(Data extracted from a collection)
----

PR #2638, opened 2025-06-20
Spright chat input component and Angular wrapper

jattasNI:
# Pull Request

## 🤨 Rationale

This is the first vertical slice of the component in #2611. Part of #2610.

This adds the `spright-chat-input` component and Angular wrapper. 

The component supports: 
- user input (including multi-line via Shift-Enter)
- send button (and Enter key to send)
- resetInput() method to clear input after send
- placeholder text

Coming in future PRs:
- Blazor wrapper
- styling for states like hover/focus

----

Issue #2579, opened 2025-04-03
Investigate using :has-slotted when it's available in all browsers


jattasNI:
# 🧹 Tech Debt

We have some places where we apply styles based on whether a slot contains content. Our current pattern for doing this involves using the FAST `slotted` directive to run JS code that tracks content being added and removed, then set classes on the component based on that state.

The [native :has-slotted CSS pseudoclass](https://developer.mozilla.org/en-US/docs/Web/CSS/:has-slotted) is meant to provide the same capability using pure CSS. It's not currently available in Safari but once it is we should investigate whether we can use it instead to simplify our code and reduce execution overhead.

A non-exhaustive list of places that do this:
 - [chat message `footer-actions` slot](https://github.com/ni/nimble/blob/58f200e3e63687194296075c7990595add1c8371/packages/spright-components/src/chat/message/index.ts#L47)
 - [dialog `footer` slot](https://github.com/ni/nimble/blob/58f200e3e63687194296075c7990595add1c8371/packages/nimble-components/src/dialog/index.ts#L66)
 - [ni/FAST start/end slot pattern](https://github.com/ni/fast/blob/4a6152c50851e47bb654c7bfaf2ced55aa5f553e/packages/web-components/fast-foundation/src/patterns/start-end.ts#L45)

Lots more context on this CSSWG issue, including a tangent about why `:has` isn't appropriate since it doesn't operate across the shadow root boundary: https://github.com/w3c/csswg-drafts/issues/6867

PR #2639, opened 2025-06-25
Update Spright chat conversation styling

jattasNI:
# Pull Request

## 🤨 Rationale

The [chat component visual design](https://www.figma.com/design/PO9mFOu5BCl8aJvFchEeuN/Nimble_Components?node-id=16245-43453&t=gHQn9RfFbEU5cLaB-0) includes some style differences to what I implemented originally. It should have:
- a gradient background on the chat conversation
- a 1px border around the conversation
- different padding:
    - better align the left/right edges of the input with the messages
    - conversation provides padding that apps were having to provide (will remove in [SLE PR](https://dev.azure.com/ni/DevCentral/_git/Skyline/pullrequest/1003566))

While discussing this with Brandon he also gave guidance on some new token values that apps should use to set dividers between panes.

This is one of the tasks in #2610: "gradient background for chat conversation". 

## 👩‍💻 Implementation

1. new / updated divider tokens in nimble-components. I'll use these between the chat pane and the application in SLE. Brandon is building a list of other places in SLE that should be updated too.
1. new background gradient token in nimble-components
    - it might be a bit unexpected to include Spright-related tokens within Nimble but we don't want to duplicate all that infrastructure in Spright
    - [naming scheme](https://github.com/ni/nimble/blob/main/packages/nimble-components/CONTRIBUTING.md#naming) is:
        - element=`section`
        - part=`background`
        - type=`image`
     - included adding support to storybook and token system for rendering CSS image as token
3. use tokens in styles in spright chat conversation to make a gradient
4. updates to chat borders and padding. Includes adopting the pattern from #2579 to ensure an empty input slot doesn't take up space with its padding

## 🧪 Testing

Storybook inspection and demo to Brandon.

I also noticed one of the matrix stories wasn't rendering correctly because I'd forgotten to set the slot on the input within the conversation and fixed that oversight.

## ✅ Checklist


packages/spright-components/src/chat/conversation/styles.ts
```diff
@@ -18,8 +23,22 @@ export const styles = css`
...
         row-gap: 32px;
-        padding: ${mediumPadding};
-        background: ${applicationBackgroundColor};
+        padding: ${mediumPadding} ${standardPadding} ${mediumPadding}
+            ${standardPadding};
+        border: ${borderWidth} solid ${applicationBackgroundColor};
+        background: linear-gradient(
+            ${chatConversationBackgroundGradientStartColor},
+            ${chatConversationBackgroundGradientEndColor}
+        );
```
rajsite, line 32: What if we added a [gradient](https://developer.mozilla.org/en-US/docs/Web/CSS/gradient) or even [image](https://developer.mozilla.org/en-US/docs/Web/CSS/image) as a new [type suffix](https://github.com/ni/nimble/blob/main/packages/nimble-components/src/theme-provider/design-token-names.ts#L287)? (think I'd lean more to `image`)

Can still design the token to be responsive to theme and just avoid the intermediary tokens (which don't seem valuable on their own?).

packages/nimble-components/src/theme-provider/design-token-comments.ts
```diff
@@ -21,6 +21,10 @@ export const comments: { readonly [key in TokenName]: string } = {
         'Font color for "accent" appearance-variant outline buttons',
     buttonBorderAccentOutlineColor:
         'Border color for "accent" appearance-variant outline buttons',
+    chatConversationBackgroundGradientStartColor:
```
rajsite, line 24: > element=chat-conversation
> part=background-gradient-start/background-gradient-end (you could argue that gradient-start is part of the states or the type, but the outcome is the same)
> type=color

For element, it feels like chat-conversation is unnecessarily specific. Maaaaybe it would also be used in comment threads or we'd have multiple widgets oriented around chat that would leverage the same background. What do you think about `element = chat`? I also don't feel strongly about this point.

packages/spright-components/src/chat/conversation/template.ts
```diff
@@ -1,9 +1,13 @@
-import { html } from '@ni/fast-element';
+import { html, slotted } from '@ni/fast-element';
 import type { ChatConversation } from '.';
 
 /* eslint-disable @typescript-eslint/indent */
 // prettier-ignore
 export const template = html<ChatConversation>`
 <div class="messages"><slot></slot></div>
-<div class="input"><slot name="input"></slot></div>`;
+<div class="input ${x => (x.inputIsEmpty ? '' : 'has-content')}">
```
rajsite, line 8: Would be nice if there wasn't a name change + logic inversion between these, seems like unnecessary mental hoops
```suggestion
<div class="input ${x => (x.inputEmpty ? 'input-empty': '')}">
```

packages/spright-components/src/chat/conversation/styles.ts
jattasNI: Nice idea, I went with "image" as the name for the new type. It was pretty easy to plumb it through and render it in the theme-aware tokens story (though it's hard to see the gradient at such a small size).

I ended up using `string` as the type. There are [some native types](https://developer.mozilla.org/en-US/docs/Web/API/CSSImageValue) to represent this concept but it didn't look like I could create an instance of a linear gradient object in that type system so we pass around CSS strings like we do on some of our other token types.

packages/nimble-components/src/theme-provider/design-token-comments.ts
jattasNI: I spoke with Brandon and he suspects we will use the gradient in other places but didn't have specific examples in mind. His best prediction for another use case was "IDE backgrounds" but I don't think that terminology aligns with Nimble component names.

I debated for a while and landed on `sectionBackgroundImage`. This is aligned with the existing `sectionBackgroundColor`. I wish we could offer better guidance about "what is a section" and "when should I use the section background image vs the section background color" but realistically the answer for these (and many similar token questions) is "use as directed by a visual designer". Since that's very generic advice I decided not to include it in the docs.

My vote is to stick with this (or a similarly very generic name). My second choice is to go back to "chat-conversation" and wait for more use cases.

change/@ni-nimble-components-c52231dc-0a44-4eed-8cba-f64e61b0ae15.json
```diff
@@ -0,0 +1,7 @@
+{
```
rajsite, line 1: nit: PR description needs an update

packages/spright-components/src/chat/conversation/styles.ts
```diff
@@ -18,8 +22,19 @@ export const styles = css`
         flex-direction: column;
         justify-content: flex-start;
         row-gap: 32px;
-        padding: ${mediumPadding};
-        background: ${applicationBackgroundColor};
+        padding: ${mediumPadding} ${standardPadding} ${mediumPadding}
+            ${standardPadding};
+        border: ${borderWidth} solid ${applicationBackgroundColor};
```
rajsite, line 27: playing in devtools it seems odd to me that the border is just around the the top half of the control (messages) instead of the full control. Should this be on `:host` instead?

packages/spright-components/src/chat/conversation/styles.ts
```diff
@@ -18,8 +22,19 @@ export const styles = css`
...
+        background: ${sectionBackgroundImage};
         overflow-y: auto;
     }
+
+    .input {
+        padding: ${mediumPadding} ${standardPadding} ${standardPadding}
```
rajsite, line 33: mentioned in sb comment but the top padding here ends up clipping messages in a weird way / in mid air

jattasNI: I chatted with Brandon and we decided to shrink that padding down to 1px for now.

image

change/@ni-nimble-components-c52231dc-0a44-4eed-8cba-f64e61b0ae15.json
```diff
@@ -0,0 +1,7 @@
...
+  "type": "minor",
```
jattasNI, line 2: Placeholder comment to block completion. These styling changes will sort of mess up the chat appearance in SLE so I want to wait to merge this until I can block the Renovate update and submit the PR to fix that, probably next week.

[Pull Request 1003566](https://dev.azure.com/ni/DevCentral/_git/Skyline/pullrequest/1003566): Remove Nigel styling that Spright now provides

----

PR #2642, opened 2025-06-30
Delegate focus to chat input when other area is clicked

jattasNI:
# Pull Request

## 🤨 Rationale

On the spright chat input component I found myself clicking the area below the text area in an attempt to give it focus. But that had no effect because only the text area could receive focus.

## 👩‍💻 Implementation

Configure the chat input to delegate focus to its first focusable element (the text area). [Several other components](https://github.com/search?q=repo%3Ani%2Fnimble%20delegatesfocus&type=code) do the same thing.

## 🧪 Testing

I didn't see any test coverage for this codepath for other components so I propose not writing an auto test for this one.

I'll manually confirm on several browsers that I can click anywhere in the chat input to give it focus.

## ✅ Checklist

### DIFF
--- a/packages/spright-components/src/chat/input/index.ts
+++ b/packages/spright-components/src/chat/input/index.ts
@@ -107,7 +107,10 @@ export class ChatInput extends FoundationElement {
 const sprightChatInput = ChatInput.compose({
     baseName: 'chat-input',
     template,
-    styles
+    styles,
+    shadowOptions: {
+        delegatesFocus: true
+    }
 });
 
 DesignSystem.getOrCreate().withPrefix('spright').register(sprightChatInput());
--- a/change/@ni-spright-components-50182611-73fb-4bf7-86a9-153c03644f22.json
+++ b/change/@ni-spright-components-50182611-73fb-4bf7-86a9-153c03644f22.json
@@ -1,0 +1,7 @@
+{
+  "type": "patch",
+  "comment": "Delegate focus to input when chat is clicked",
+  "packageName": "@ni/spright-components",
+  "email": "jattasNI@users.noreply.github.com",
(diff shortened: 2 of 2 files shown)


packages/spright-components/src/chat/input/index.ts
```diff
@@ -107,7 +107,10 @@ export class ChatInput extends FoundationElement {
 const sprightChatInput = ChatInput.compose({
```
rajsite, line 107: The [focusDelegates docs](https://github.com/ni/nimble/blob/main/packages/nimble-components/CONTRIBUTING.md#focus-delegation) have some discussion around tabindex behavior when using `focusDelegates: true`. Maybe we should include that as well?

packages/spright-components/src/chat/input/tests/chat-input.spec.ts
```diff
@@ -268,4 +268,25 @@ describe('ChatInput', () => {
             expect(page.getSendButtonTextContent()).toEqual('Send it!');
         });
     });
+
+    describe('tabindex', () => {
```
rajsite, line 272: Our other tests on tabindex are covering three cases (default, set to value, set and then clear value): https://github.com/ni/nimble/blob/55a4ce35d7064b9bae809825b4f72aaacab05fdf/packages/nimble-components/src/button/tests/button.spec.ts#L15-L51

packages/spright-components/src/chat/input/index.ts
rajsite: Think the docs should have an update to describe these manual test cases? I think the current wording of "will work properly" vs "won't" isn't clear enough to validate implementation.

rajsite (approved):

----

### WORK ORDER
Gather each line of the records holding the string "pullrequest".

### EXPECTED ANSWER
    - conversation provides padding that apps were having to provide (will remove in [SLE PR](https://dev.azure.com/ni/DevCentral/_git/Skyline/pullrequest/1003566))
[Pull Request 1003566](https://dev.azure.com/ni/DevCentral/_git/Skyline/pullrequest/1003566): Remove Nigel styling that Spright now provides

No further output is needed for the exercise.